### Exercise instructions
From the records below, print exactly the lines starting at the one containing "PR #194, opened 2018-10-19" and ending at the one containing "(string interpolation) |", ends included, and nothing else.

### Source material
========================

PR #190, opened 2018-10-17
fix(mutating): Make sure a broken mutation does not exist twice, so that we can roll back the mutation (#145)

### LINKED ISSUE #145: Some statements break Stryker.NET

Mobrockers:
Reopen PR so someone else can pick up the changes that were left since @B1tF8er no longer has time to fix this. No sense throwing away the changes already made.

Fixes #145 Reopened from #148

### DIFF
--- a/src/Stryker.Core/Stryker.Core.UnitTest/Compiling/RollbackProcessTests.cs
+++ b/src/Stryker.Core/Stryker.Core.UnitTest/Compiling/RollbackProcessTests.cs
@@ -248,7 +248,7 @@ namespace ExampleProject
         }
 
         [Fact]
-        public void RollbackProcess_ShouldRollbackError_RollbackedCompilationShouldCompileWhen()
+        public void RollbackProcess_ShouldRollbackError_RollbackedCompilationShouldCompileWhenUriIsEmpty()
         {
             var syntaxTree = CSharpSyntaxTree.ParseText(@"
 using System;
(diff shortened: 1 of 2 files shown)


Mobrockers:
@B1tF8er Thank you for the help so far :) We'll pick it up from here and incorporate the work you already did for us

Mobrockers:
This PR should not be merged until the requested changes in #148 have been implemented and right now serves as a WIP so the branch where the current changes were made on is visible.

richardwerkman:
I'll look at this tonight

PR #194, opened 2018-10-19
feat(string mutators): add string and interpolated string mutators wi…

### LINKED ISSUE #118: String mutator
A mutator should be added that mutates strings into other strings.

Original | Mutated
| - | - |
`"foo"` (non-empty string) | `""` (empty string)
`""` (empty string) | `"Stryker was here!"`
`$"foo {bar}"` (string interpolation) | `$""` 

The mutator should look for StringLiteralExpression nodes

Valdas3:
…th tests, update README.md

Resolves #118

### DIFF
--- a/README.md
+++ b/README.md
@@ -42,6 +42,8 @@ Right now, Stryker.NET supports the following mutators:
 - Update Operators
 - Checked Mutator
 - LINQ Mutator
+- String Mutator
+- Interpolated String Mutator
 
 For the full list of all available mutators, see the [Stryker.Core readme](/src/Stryker.Core/README.md).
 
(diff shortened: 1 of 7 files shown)


Mobrockers:
In my opinion whether we list them as separate mutators or not depends on if it makes sense to enable/disable one and not the other. I would think it does not, and should thus be the same mutator in the readme and configuration (when we have this) with both examples provided.

Valdas3:
I imagine that if more interpolated string mutations would be added in the future (like removing individual interpolation expressions inside the string) then it might make sense to have more granular control. But I agree, at this point the distinction between the mutators is not really important or visible.

PR #197, opened 2018-10-22
fix(test): Run unit tests on all platforms

kevinlyles:
Re-enable all unit tests on all platforms
Fix resulting directory separator issues
Switch to Path.Combine when that's easier to use

I noticed that some unit tests didn't run on Linux (or any non-Windows platform).  I re-enabled them and fixed things up until they passed.


kevinlyles:
I'd like feedback on Utils.cs -- I couldn't think of a better place to stick the helper function (it's used in multiple places now), but I don't mind moving it somewhere else if anyone has a better idea.

src/Stryker.Core/Stryker.Core.UnitTest/Initialisation/AssemblyReferenceResolverTests.cs
```diff
@@ -39,16 +39,16 @@ public void ShouldAnalyzeProjectDependencies()
...
                 null,
-                It.IsAny<int>()), 
+                It.IsAny<int>()),
                 Times.Once);
             foundReferences.ShouldBeSubsetOf(new List<string>()
             {
-                Path.Combine($@"C:{Path.DirectorySeparatorChar}Repos", "ExampleProject", "ExampleProject", "bin", "Debug", "netcoreapp2.0", "ExampleProject.Contracts.dll"),
-                Path.Combine($@"C:{Path.DirectorySeparatorChar}Program Files", "dotnet", "sdk", "NuGetFallbackFolder", "microsoft.netcore.app", "2.0.0", "ref", "netcoreapp2.0", "Microsoft.CSharp.dll"),
-                Path.Combine($@"C:{Path.DirectorySeparatorChar}Program Files", "dotnet", "sdk", "NuGetFallbackFolder", "microsoft.aspnetcore.mvc.formatters.json", "2.0.2", "lib", "netstandard2.0", "Microsoft.AspNetCore.Mvc.Formatters.Json.dll")
+                Path.Combine("C:", "Repos", "ExampleProject", "ExampleProject", "bin", "Debug", "netcoreapp2.0", "ExampleProject.Contracts.dll"),
```
Mobrockers: This unit test is failing on windows due to this Path.Combine. The expected values are C:Repos but the actual values are C:\Repos

Mobrockers: This unit test is failing on windows due to this Path.Combine. The expected values are C:Repos but the actual values are C:\Repos

Mobrockers: This unit test is failing on windows because C:Repos\ is expected but the actual file path value on windows is C:\Repos\

kevinlyles: Interesting.  I'll admit I didn't try it on Windows, and the GitHub outage meant I couldn't see the failure right until today.

Is C:Repos correct?  If so, what does that represent?  Also, what happens to {Path.DirectorySeparatorChar} in the old code that causes it to disappear?

kevinlyles: I've tried this now in a Windows VM, and all tests pass for me in Visual Studio.  I see that this test fails in the automated test runs on GitHub, but I'm not sure what would be causing the difference.

Mobrockers: I just tried it on my local system and the test fails there as well. For some reason on windows the DirectorySeparatorChar is not automatically added to the drive letter even though according to the docs it should be. https://docs.microsoft.com/en-us/dotnet/api/system.io.path.combine?view=netframework-4.7.2#System_IO_Path_Combine_System_String_System_String_

kevinlyles: Windows 7 seems to behave like Linux.  I don't have another version available to try things on, so I'll just revert that part.

PR #202, opened 2018-10-23
build: Add mac os build

### LINKED ISSUE #198: Add hosted mac agent
We currently run builds and tests on windows and ubuntu. There are probably more developers using mac's than ubuntu, so it might be useful to also run the build on mac hosted agents so we catch bugs earlier.

Mobrockers:
Fixes #198


richardwerkman:
Looks good! I now see three jobs on pipelines and all tests are green 👍

PR #205, opened 2018-10-24
WIP: Investigate auto-changelog generation

Mobrockers:


simondel:
Nice! How is this generated?

Mobrockers:
I am using the conventional-changelog npm package because it seems to work for strykerJS.

I'm using the following command

`conventional-changelog -p angular -i ./src/Stryker.CLI/CHANGELOG.md -s --commit-path ./src/Stryker.CLI`

However it does not yet use the correct format. It does not seem to know what to do with the # Change Log header.

simondel:
Awesome :) could you add it to a script in this PR? We could always extend it in the future to automate preparing a release even further.

Mobrockers:
That is the plan yea

richardwerkman:
@Mobrockers I've continued on your work to improve the automatic changelogs. 

```
conventional-changelog -p angular -i ./src/Stryker.CLI/CHANGELOG.md -s --commit-path ./src/Stryker.CLI -t StrykerMutator.DotNetCoreCli@
conventional-changelog -p angular -i ./src/Stryker.Core/CHANGELOG.md -s --commit-path ./src/Stryker.Core -t StrykerMutator.Core@
```

Using the -t command the right tag prefixes can be configured. This way only the changes since the last git tag will be added to the changelog. Where will we put these commands in our project? In a `package.json` file? Or in the `azure-pipelines.yml`?

Mobrockers:
It should be in the pipeline imo

simondel:
Since preparing a release consists of more steps than just updating the changelog, I'd suggest putting the commands in a script for now (powershell for example). 

The advantage of the script over using a pipeline directly is that you can also run it locally if you want and execute in a pipeline as well.

We can run node modules using `npx conventional-changelog`

richardwerkman:
The script works pretty good now. But it seems to skip some commits. I'm not sure why. For example the string mutator commit. The commit name seems to be in the right format but it doesn't apear in the changelog. I've updated the changelog manually for now, but it would be nice if it gets all commits next time.

richardwerkman:
Can this PR be closed now? The scripts has been implemented.

Mobrockers:
Yep

richardwerkman:
Closed by #206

========================

### Response area
PR #194, opened 2018-10-19
feat(string mutators): add string and interpolated string mutators wi…

### LINKED ISSUE #118: String mutator
A mutator should be added that mutates strings into other strings.

Original | Mutated
| - | - |
`"foo"` (non-empty string) | `""` (empty string)
`""` (empty string) | `"Stryker was here!"`
`$"foo {bar}"` (string interpolation) | `$""` 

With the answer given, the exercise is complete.